◆ WHAT YOU WILL DO
Look for the word "with" in the records, and copy each line where it appears.

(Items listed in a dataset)

PR #417, opened 2024-06-28
Update op to only return named children

jasonforal:
Currently, when a rule requests the children of a tree-sitter node, they get both [anonymous and named nodes](https://tree-sitter.github.io/tree-sitter/using-parsers#named-vs-anonymous-nodes), which is unintuitive and does not follow the semantics of [what we currently do with the stella library](https://github.com/DataDog/datadog-static-analyzer/blob/e0f4f7685a69ac825a80f44055ff505dcf9c931f/crates/static-analysis-kernel/src/analysis/tree_sitter.rs#L317-L318).

```js
function echo(a, b, c) {}
```

For the query:
```
((function_declaration
    (formal_parameters) @paramList))
```

The (anonymous + named) children of `@paramList` are:
`(`, `a`, `,`, `b`, `,`, `c`, `)`

The named children are:
`a`, `b`, `c`

## What is your solution?
Use tree-sitter's [`named_children`](https://github.com/tree-sitter/tree-sitter/blob/9d1ac2139221b2e19389ca620767c537607a2f63/lib/binding_rust/lib.rs#L1268) API instead of `children`.

### DIFF
--- a/crates/static-analysis-kernel/src/analysis/ddsa_lib/extension.rs
+++ b/crates/static-analysis-kernel/src/analysis/ddsa_lib/extension.rs
@@ -10,7 +10,7 @@ deno_core::extension!(
         ops::op_current_filename,
         ops::op_console_push,
         ops::op_current_ts_tree_text,
-        ops::op_ts_node_children,
+        ops::op_ts_node_named_children,
         ops::op_ts_node_text,
     ],
     esm_entry_point = "ext:ddsa_lib/__bootstrap.js",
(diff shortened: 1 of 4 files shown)


juli1:
Not opposed to the change but how will we get the unnamed nodes? It's generally not useful for the analysis but it's often required for calculating the fixes (like the place of a comma, etc). We need a way to get the unnamed nodes. What about we name a `node.getChildren()` and `node.getNamedChildren()` ?

juli1 (approved):

PR #421, opened 2024-07-01
[STAL-2368] refactor: add a retry mechanism anywhere requests are made

amaanq:

This PR will help avoid transient/flaky failures in our CI, as seen [here](https://github.com/DataDog/datadog-static-analyzer/actions/runs/9746106627/job/26895629440#step:7:269). The problem is we don't have a retry mechanism in case a request fails due to transient errors/flakiness that is not our fault, which is not ideal because having a retry or two could fix this in some cases.

## What is your solution?

I've added a retry mechanism in three spots that has an exponential backoff, so each successive failure will double the delay in between the next retry, up to five time. Initially the delay is 1 second, and at most it will be 16 seconds (on the 5th attempt). The spots covered are when we fetch the repository from GitHub (an observed failure here is the reason for this ticket), and when we query our API for rules or diff aware.

I've refactored the request logic + retry mechanism into the `perform_request` function in `datadog_utils.rs` since we have two different spots where we make a request.

### DIFF
--- a/crates/cli/src/datadog_utils.rs
+++ b/crates/cli/src/datadog_utils.rs
@@ -113,14 +113,33 @@ fn make_request(
     }
 }
 
+fn perform_request(request_builder: RequestBuilder) -> Result<reqwest::blocking::Response> {
+    let mut server_response = None;
+    let mut retry_time = 1;
+    for _ in 0..5 {
+        match request_builder.try_clone().unwrap().send() {
+            Ok(r) => server_response = Some(r),
+            Err(_) => {
+                eprintln!("Error when querying the datadog server");
+                std::thread::sleep(std::time::Duration::from_secs(retry_time));
+                retry_time *= 2; // Exponential backoff
+            }
+        }
+    }
+    let Some(server_response) = server_response else {
+        return Err(anyhow!("Error when querying the datadog server"));
+    };
+
+    Ok(server_response)
+}
+
 // get rules from one ruleset at datadog
 // it connects to the API using the DD_SITE, DD_APP_KEY and DD_API_KEY and retrieve
 // the rulesets. We then extract all the rulesets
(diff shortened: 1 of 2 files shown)


crates/cli/src/datadog_utils.rs
```diff
@@ -113,14 +113,33 @@ fn make_request(
...
 }
 
+fn perform_request(request_builder: RequestBuilder) -> Result<reqwest::blocking::Response> {
+    let mut server_response = None;
+    let mut retry_time = 1;
+    for _ in 0..5 {
+        match request_builder.try_clone().unwrap().send() {
+            Ok(r) => server_response = Some(r),
+            Err(_) => {
+                eprintln!("Error when querying the datadog server");
```
juli1, line 123: 1. This should only be shown if we run in debug mode.
2. We should show more information: what request has been made? what url?

amaanq: I was debating adding additional information, e.g. the error message, should we here? FYI this is if the request actually fails (internet issue or whatever), not if it's okay but we get a 404/500 etc (those errors are handled after this call)

juli1: 1. Not descriptive enough. Our errors should describe the problem and help the user (good developer tools help developers, think about the rust compiler vs. any C compiler)
2. The real error is reported in the main function if it fails and if we add more debugging, we should only add it if `configuration.use_debug` is `true`

amaanq: sounds good, and I agree. only one annoying point is that we pass `debug` down many function calls. It might be better to transform the request methods to be struct methods of our own `Request` type that wraps reqwest, and we can easily store `debug` here once instead of passing it down many function calls, but this isn't needed though

amaanq:
squashing & merging

PR #436, opened 2024-07-05
StaticAnalysisConfigFile: do not error if the configuration is empty

albertvaka:
Do not error if the user deletes everything in the config file, then tries to onboard from scratch again. The previous code would fail because an empty string is technically invalid YAML.

## What is your solution?
When we see an empty string as the config, assume there's no config.

This code is used from the IDE-plugin-facing API to modify the config file.

### DIFF
--- a/crates/bins/src/bin/datadog_static_analyzer_server/ide/configuration_file/static_analysis_config_file.rs
+++ b/crates/bins/src/bin/datadog_static_analyzer_server/ide/configuration_file/static_analysis_config_file.rs
@@ -22,6 +22,9 @@ impl TryFrom<String> for StaticAnalysisConfigFile {
 
     fn try_from(base64_str: String) -> Result<Self, Self::Error> {
         let content = decode_base64_string(base64_str)?;
+        if content.trim().is_empty() {
+            return Ok(Self(ConfigFile::default()));
+        }
         let config = parse_config_file(&content)?;
         Ok(config.into())
     }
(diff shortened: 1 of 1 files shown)


robertohuertasm (approved):
LGTM 🚀

Some suggestions for your consideration:

I would add a new test to cover the new functionality of the `TryFrom` impl:
```rust
 #[test]
    fn try_from_returns_default_config_file_if_empty_string() {
        let expected = StaticAnalysisConfigFile::default();
        let config = StaticAnalysisConfigFile::try_from(String::new()).unwrap();
        assert_eq!(config, expected);
    }
```

No need to create a new module for that, we can include it in the test `mod`.

Note that this tests assumes several things: we **must** have implemented several traits like `Default` and `PartialEq`.

We can leverage the fact that `ConfigFile` already implements those and implement all the ones that the inner type implements by adding this macro to the `StaticAnalysisConfigFile` type:

```rust
#[derive(Debug, Default, Clone, PartialEq)]
```

If we do that, we can simplify line 26 like this:
```rust
return Ok(Self::default());
```
So, aside from the extra test, the changes would be good for the `StaticAnalysisConfigFile` [newtype](https://doc.rust-lang.org/book/ch19-03-advanced-traits.html#using-the-newtype-pattern-to-implement-external-traits-on-external-types) to implement the same traits as the type it wraps.

albertvaka:
@robertohuertasm thanks for the tips. I've pushed some changes. One question, though: did I really need all of `Debug`, `Default`, `Clone` and `PartialEq`, or only `Default` was needed and the rest you added because it's good to always have them?

robertohuertasm:
Regarding your question, the only "needed" one was `PartialEq` as it was helpful for the test assertion. The other ones were more a nice-to-have. `Default` was convenient to write less. `Debug` and `Clone` are not used, but it's nice to have them implemented.

It is a good practice to implement a few traits when you're dealing with public APIs to make your structs much more versatile and easier to work with:

- Debug: in order to display them nicely when you use format `{:?}`
- Clone: duplication
- PartialEq and Eq: comparison
- PartialOrd and Ord: ordering
- Default: provides a default value for your struct
- Serialize/Deserialize
- Hash: to use it as key in a hashmap

In our case, this struct is not strictly part of a public facing library so we can/could omit some implementations. The suggestions were indeed just a way to start a discussion about this, not really critical changes.

robertohuertasm (approved):
LGTM 🚀

PR #441, opened 2024-07-11
feat(docker): add github-action.sh CI script

amaanq:

We need a robust way to run our github action with a script that sets up the necessary environment variables and cli arguments without being too hacky with multi-step composite workflows.

## What is your solution?

Add a `github-action.sh` script (stripped-down version of this [entrypoint.sh](https://github.com/DataDog/datadog-static-analyzer-github-action/blob/main/entrypoint.sh) script) that will set up the necessary environment variables and arguments given the input.

## Alternatives considered

Use the composite workflow [here](https://github.com/DataDog/datadog-static-analyzer-github-action/pull/40)

I talked with Julien about this and this is the solution we came up with, the added benefits are that whenever we add new features to our analyzer, we can update this script here and the container will be updated in one go instead of having to update the github-action repo as well.

### DIFF
--- a/Dockerfile
+++ b/Dockerfile
@@ -22,7 +22,8 @@ RUN cargo build --release --bin datadog-static-analyzer
 
 FROM base
 
-COPY --from=build /app/target/release/datadog-static-analyzer /usr/local/bin/datadog-static-analyzer
+COPY --from=build /app/target/release/datadog-static-analyzer /usr/bin/datadog-static-analyzer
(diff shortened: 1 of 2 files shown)


juli1:
@amaanq out of curiosity, did you try to build the image locally? Can you confirm the script is correctly built/copied? I do not see the testing steps here.

amaanq:
Yes, I've built and ran the image locally and can confirm it works, and the `github-action.sh` script is available and eXecutable (x flag set on file).

image

juli1 (approved):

◆ RESPONSE
Currently, when a rule requests the children of a tree-sitter node, they get both [anonymous and named nodes](https://tree-sitter.github.io/tree-sitter/using-parsers#named-vs-anonymous-nodes), which is unintuitive and does not follow the semantics of [what we currently do with the stella library](https://github.com/DataDog/datadog-static-analyzer/blob/e0f4f7685a69ac825a80f44055ff505dcf9c931f/crates/static-analysis-kernel/src/analysis/tree_sitter.rs#L317-L318).
It is a good practice to implement a few traits when you're dealing with public APIs to make your structs much more versatile and easier to work with:
We need a robust way to run our github action with a script that sets up the necessary environment variables and cli arguments without being too hacky with multi-step composite workflows.
I talked with Julien about this and this is the solution we came up with, the added benefits are that whenever we add new features to our analyzer, we can update this script here and the container will be updated in one go instead of having to update the github-action repo as well.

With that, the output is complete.